## [Data extracted from a collection]
════════

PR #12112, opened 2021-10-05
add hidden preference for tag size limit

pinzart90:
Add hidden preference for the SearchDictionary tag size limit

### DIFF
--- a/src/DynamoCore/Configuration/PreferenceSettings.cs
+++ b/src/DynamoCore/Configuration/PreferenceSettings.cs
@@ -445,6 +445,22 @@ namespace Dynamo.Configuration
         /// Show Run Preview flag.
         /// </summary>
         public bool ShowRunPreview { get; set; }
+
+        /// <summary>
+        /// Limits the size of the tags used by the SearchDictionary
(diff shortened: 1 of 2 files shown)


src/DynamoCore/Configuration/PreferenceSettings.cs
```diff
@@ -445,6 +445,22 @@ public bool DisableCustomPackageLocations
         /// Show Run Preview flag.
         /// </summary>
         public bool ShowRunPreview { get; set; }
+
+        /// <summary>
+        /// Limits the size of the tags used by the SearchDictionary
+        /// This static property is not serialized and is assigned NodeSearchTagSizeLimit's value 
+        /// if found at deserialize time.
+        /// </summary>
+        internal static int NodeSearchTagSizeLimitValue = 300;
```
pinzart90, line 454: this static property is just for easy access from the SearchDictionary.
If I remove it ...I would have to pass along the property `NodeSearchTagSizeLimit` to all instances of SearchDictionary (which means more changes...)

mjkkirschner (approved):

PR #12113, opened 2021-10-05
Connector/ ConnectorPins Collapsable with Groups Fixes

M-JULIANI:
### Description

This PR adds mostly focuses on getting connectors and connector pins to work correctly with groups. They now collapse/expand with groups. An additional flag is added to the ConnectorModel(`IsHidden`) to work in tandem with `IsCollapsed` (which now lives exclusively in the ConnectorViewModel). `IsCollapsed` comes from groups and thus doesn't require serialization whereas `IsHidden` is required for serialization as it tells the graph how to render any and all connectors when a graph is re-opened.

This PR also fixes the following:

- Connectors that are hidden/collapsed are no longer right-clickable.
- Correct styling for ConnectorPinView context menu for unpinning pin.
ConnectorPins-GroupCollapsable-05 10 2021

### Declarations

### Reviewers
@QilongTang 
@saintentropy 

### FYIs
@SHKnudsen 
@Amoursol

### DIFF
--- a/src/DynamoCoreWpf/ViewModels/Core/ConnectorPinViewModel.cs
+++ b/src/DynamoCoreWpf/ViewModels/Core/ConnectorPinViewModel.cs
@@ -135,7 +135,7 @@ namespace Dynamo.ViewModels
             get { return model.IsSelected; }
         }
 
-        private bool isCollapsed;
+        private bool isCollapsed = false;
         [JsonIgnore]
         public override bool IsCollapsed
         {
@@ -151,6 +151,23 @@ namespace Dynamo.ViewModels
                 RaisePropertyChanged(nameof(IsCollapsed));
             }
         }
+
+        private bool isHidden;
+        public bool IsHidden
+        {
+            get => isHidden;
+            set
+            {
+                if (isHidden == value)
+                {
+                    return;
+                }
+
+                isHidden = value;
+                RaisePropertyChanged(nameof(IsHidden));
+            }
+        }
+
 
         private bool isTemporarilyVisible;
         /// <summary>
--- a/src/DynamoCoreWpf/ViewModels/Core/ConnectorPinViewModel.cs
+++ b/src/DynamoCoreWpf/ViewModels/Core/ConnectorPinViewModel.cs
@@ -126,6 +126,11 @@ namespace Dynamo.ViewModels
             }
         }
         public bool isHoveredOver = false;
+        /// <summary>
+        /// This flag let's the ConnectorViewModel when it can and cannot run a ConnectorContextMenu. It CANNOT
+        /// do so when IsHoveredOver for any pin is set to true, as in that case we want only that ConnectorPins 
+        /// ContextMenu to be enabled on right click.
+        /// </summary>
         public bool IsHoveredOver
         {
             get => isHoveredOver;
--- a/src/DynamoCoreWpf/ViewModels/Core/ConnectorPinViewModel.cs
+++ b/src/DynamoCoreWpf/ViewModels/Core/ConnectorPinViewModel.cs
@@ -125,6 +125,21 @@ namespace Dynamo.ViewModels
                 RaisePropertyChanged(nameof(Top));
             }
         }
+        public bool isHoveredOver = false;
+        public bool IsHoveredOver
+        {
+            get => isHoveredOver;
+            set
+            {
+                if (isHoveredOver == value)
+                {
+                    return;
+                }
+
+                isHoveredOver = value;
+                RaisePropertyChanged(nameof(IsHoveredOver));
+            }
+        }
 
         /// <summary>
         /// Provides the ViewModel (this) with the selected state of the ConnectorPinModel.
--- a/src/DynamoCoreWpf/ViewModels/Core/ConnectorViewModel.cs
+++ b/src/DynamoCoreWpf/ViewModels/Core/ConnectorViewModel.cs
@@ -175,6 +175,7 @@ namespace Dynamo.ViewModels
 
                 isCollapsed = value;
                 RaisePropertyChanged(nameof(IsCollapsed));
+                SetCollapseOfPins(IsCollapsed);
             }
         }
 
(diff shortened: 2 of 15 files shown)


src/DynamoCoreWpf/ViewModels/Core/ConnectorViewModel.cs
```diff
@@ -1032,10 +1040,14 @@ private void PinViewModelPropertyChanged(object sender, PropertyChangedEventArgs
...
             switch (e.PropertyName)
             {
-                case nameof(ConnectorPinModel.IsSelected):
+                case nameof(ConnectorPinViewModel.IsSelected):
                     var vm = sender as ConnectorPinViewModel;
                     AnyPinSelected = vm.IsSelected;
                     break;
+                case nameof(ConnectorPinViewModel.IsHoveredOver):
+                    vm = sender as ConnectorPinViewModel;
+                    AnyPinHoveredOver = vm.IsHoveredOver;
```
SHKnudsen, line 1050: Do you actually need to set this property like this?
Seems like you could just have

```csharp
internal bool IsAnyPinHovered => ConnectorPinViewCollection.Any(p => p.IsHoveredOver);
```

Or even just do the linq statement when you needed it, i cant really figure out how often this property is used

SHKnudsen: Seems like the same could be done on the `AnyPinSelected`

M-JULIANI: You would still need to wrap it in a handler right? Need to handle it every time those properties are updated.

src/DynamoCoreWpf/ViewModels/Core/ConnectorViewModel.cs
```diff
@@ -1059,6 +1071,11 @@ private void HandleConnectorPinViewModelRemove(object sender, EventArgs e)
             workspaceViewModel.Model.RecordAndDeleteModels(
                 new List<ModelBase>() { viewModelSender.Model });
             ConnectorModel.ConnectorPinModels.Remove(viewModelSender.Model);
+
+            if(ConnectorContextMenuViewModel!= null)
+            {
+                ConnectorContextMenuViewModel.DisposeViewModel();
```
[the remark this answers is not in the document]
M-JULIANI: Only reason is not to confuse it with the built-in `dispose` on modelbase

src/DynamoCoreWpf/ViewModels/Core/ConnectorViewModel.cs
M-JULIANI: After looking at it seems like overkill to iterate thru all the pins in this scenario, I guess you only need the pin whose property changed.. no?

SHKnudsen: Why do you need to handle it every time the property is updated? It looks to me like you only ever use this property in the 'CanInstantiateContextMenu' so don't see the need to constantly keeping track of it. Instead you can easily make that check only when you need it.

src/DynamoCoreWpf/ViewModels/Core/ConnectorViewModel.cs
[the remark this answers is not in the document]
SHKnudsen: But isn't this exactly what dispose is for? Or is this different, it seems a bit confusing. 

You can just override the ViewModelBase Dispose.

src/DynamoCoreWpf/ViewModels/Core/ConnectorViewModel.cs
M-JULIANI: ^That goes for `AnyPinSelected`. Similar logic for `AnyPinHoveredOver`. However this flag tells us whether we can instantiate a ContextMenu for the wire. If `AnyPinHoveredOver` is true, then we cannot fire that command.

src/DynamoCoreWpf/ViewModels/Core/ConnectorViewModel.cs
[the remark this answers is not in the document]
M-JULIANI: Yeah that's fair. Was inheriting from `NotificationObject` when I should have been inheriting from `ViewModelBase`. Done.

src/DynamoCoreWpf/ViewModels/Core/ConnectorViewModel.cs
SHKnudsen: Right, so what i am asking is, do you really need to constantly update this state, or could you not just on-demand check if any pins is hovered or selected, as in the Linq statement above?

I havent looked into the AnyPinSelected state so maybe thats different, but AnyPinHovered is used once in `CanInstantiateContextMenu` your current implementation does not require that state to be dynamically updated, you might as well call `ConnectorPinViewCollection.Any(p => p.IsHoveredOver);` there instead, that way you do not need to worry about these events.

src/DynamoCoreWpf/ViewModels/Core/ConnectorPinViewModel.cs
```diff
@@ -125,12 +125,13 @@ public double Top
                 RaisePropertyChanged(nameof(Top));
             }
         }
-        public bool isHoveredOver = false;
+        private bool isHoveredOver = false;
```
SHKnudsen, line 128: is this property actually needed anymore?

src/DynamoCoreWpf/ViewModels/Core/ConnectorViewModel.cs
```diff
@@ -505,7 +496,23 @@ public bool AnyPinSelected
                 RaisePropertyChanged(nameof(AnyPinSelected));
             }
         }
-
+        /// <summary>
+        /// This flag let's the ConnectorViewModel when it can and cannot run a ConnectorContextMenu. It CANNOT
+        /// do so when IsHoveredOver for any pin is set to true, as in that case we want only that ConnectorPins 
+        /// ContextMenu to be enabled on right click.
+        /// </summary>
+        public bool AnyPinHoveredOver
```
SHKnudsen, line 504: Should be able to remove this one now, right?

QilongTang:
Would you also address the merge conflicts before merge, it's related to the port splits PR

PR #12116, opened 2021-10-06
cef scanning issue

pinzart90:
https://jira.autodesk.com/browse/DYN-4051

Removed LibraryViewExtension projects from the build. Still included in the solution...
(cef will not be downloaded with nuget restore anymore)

════════

## [WHAT THE TASK ASKS]
Read through the entries and copy every line that includes "viewModelSender".

## [TASK RESULT]
                 new List<ModelBase>() { viewModelSender.Model });
             ConnectorModel.ConnectorPinModels.Remove(viewModelSender.Model);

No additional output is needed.